411 -> self._extract_topics(documents, embeddings=embeddings)

code::

(Pdb) self._c_tf_idf(documents_per_topic)

*** ValueError: empty vocabulary; perhaps the documents only contain stop words

code::

3485 if partial_fit:

3486 X = self.vectorizer_model.partial_fit(documents).update_bow(documents)

3487 -> elif fit:

3488 self.vectorizer_model.fit(documents)

3489 X = self.vectorizer_model.transform(documents)

3490 else:

3491 X = self.vectorizer_model.transform(documents)

(Pdb) self.vectorizer_model.fit(documents)

*** ValueError: empty vocabulary; perhaps the documents only contain stop words

Well, vectorizer_model is below, so I'm pretty sure CountVectorizer is giving an error.

CountVectorizer — scikit-learn 1.5.2 documentation

code:clustering.py

CountVectorizer = import_module(

'sklearn.feature_extraction.text').CountVectorizer

...

vectorizer_model = CountVectorizer(stop_words=stop)

topic_model = BERTopic(

umap_model=umap_model,

hdbscan_model=hdbscan_model,

vectorizer_model=vectorizer_model,

verbose=True,

)

The version of sklearn.__version__ on my end was 1.3.1

If you look at the features used in tokenizer.get_feature_names_out and so on, of course Japanese is not divided into words

By default CountVectorizer(... , token_pattern='(?u)\\b\\w\w\w+\w\b'), so I think it's obvious.

I rather don't know why they were working on this at the time of the Anno gubernatorial election.

In retrospect, my comment on 6/9:.

In my experiment (partly because I wanted to show the results to the world), I extracted in English, clustered in English, and translated the results into Japanese, but there was a problem with the quality of the translation. Since the target population this time is Japanese, I think it would be better to extract in Japanese, cluster the results in Japanese, and do no translation. In that case, since the bag of words is done in the clustering part, morphological analysis or keyword extraction is necessary for Japanese.

After this, on 6/11, there was a report that "I tried it with a Japanese prompt and it worked", so I decided that if it works, that's good enough for me because I don't have much time.

9/16 Comments

The main processing part of TTTC was not implemented with Japanese in mind, and the stop word was in English, and morphological analysis was not done.
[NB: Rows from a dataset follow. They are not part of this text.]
PR #1122, opened 2021-10-31
Allow shooting hearts with arrows like food

### LINKED ISSUE #1017: Make hearts behave like food and also make  knights hit food like archers

Currently shooting burger or grain is just a funny feature that almost never comes into play... even though it is a very interesting feature

**Proposed Change**

To make it more of an consistent feature i think it should apply to hearts too and maybe would make sense to let knights be able to slash food too so that it flies a short (not als long as with arrows) distance. 

**Additional idea**

An alternative and maybe interesting way  to shoot food would be to make arrows "spike" food and the food would travel the same path as the arrow... and would stick on a wall. this would not only be cool but also make it way easier to aim food to your teammates.

laws65:
## Status

## Description
Makes it so that you can shoot hearts as an archer like you can with food. Resolves #1017

## Steps to Test or Reproduce
- Spawn in a heart
- Throw and shoot it

### DIFF
--- a/Entities/Items/Heart/Heart.as
+++ b/Entities/Items/Heart/Heart.as
@@ -3,6 +3,5 @@ void onInit(CBlob@ this)
 	this.set_string("eat sound", "/Heart.ogg");
 	this.getCurrentScript().runFlags |= Script::remove_after_this;
 	this.server_SetTimeToDie(40);
-	this.Tag("ignore_arrow");
 	this.Tag("ignore_saw");
 }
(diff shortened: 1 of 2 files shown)


eps0003:
This feature was added at one point but removed to avoid archers accidentally shooting dropped hearts.

AsuMagic:
> This feature was added at one point but removed to avoid archers accidentally shooting dropped hearts.

Yeah, I don't think this will be merged for now. On the field this is very likely to end up into accidentally shooting hearts. That rarely happens with food. Plus a heart heals only one heart it doesn't feel nearly as useful as the same mechanic for burgers.

PR #1146, opened 2021-11-09
[fixed] frames added to door animation unrestricted

Mazey:
## Status

## Description

Fixed door closing animation.

When a door closes, it will play the following frames: 2 -> 1 -> 0. 0 being the frame of an undamaged closed door.

When a door takes damage (frame 4 to 6, 6 being the final frame before the door is destroyed), the animation is supposed to change to: 2 -> 1 -> 4(/5/6). Currently, rather than replacing the final door frame, it will only add frames to the animation. Right now on production a fully damaged door closing will play the following animation: 2 -> 1 -> 0 -> 4 -> 5 -> 6.

After this PR, it will simply play 2 -> 1 -> 6 when the door is nearly destroyed.

Additionally, moved animation stuff to onHealthChange, as there is no reason to do this in onHit, this means calculating "future health" is no longer necessary, this is in line with other blob blocks (thanks bunnie)

### DIFF
--- a/Entities/Structures/Door/SwingDoor.as
+++ b/Entities/Structures/Door/SwingDoor.as
@@ -187,6 +187,11 @@ f32 onHit(CBlob@ this, Vec2f worldPoint, Vec2f velocity, f32 damage, CBlob@ hitt
 	if (customData == Hitters::bomb)
 		damage *= 1.3f;
 
+	return damage;
+}
+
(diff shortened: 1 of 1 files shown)


Vam-Jam (approved):

AsuMagic (approved):
Right, I had this tested and got sidetracked by an unrelated crash issue at the time. Seemed to work well and the fix is sensible.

I was told that either I need to translate the results into Japanese or add morphological analysis so that the Japanese language will be understood.
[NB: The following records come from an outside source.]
PR #1148, opened 2021-11-10
[CTF Rebuild] Water changes, water arrow nerf

bunniewormy:
## Status

(pick one)

## Description

[changed] water arrows come in stack of 1 instead of 2
[changed] new cost of water arrow: 15 instead of 10
[added] knockback from water bombs and water arrows
[changed] splash from water buckets now does a bit of knockback

### DIFF
--- a/Entities/Materials/Ammunition/MaterialWaterArrow.cfg
+++ b/Entities/Materials/Ammunition/MaterialWaterArrow.cfg
@@ -19,7 +19,7 @@ $sprite_animation_start                = *start*
 $sprite_animation_default_name         = default
 u16 sprite_animation_default_time      = 0
 u8 sprite_animation_default_loop       = 0
-@u16 sprite_animation_default_frames   = 20; 28;
+@u16 sprite_animation_default_frames   = 20;
 
 $sprite_animation_end                  = *end*
 
--- a/Entities/Common/Attacks/Hitters.as
+++ b/Entities/Common/Attacks/Hitters.as
@@ -73,3 +73,8 @@ bool isExplosionHitter(u8 type)
 {
 	return type == Hitters::bomb || type == Hitters::explosion || type == Hitters::mine || type == Hitters::bomb_arrow;
 }
+
+bool isWaterHitter(u8 type)
+{
+	return type == Hitters::water || type == Hitters::water_stun_force || type == Hitters::water_stun;
+}
--- a/Entities/Common/Attacks/KnockBack.as
+++ b/Entities/Common/Attacks/KnockBack.as
@@ -46,7 +46,7 @@ f32 onHit(CBlob@ this, Vec2f worldPoint, Vec2f velocity, f32 damage, CBlob@ hitt
 
 	Vec2f f(x_side, y_side);
 
-	if (damage > 0.125f)
+	if (damage > 0.125f || isWaterHitter(customData))
 	{
 		this.AddForce(f * 40.0f * scale * Maths::Log(2.0f * (10.0f + (damage * 2.0f))));
 	}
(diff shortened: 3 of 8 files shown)


bunniewormy:
Changed the cost from 25 to 15 due to this probably being too significant of a nerf. 
Old: 20 coins for stack of 2 arrows
This PR: 15 coins for stack of 1 arrows

Entities/Materials/Ammunition/MaterialWaterArrow.cfg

Behavior that matches my understanding better with the stuck status quo.

Is there a mechanism in some versions to fall back to splitting by letter when word splitting is not possible?

Now (9/18)[CountVectorizer - scikit-learn 1.5.2 documentation https://scikit-learn.org/stable/modules/generated/sklearn. Feature_extraction.text.CountVectorizer.html#sklearn.feature_extraction.text.CountVectorizer.get_feature_names_out]. analyzer='word' to 'char', it seems to work.
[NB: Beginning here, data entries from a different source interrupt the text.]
PR #1150, opened 2021-11-10
[CTF Rebuild] Coin changes: more coin gain from combat. 600 coin limit. Less coin loss on death

bunniewormy:
## Status

(pick one)

## Description

[change] more coin gain from combat (around 15-20% more total compared to current)
[change] less coin loss on death (15% instead of 20)
[change] increased coin gain from killing people as a builder (around 30% compared to new values for other classes)
[change] less coin gain from hitting siege
[removed] remove coin loss from teamkill
[added] added a 600 coin limit (automatically disabled on Christmas holiday for festivity)


MonkeyFeats:
Removing coin loss from team kills is good.
Less coins from seige is good.

Builders already get more money than everyone else. Another example of buffing builders...
What is the purpose of a 600 coin limit?

bunniewormy:
> 
> 
> Removing coin loss from team kills is good. Less coins from siege is good.
> 
> Builders already get more money than everyone else. Another example of buffing builders... What is the purpose of a 600 coin limit?

The purpose of a 600 coin limit is because currently builders are able to reach ridiculous amount of money by simply building and not going outside of the base at all. You can farm 600+ coins if you spend 15 minutes on only digging stone, resupplying and base expanding which is pretty bs. I believe builders should instead be able to get coins from combat and playing offensively instead of having to rely only on building blocks for their income.

And yes, the point of this change is to buff offensive builders and increase the amount of items they're able to buy if they'll kill enemies (such as kegs or other explosives for their teammates or siege), which I believe will result in more fun, faster-paced gameplay.

Rules/CTF/Scripts/CTF_CoinCap.as
```diff
@@ -0,0 +1,17 @@
+// hacky
+#define SERVER_ONLY
+
+const int coin_cap = 600;
+
+void onTick(CRules@ this)
+{
+	// coin cap won't exist during the christmas holiday
+	if(this.hasTag("remove coincap")) return;
```
AsuMagic, line 9: This PR doesn't seem to set that tag anywhere?

AsuMagic (approved):

Rules/CTF/Scripts/CTF_CoinCap.as
AsuMagic, line 9: This PR doesn't seem to set that tag anywhere?

AsuMagic (changes requested):

Rules/CTF/Scripts/CTF_CoinCap.as
bunniewormy: derp, fixed

AsuMagic (approved):

AsuMagic (approved):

Aside from the question of whether Bag of Chars is really a good idea.

Posted 9/16:.

I thought it was Azure related when it happened on 9/11, so I gave up on a serious solution because I was too lazy to follow the library dependencies.

Instead, we modified the prompts to add English translations to the end of the extracted Japanese data for workaround.

Please include a translation into English at the end.

I'm assuming that the fact that you can work around it that way means that it's probably a tokenization issue with the Japanese text.

9/18

My current thought is that analyzer='char' would work? I think.

Essentially, I think we should do a proper morphological analysis.

CountVectorizer can be overridden by passing a function, so use that method.

---

This page is auto-translated from /nishio/TTTC:empty vocabulary using DeepL. If you looks something interesting but the auto-translated English is not good enough to understand it, feel free to let me know at @nishio_en. I'm very happy to spread my thought to non-Japanese readers.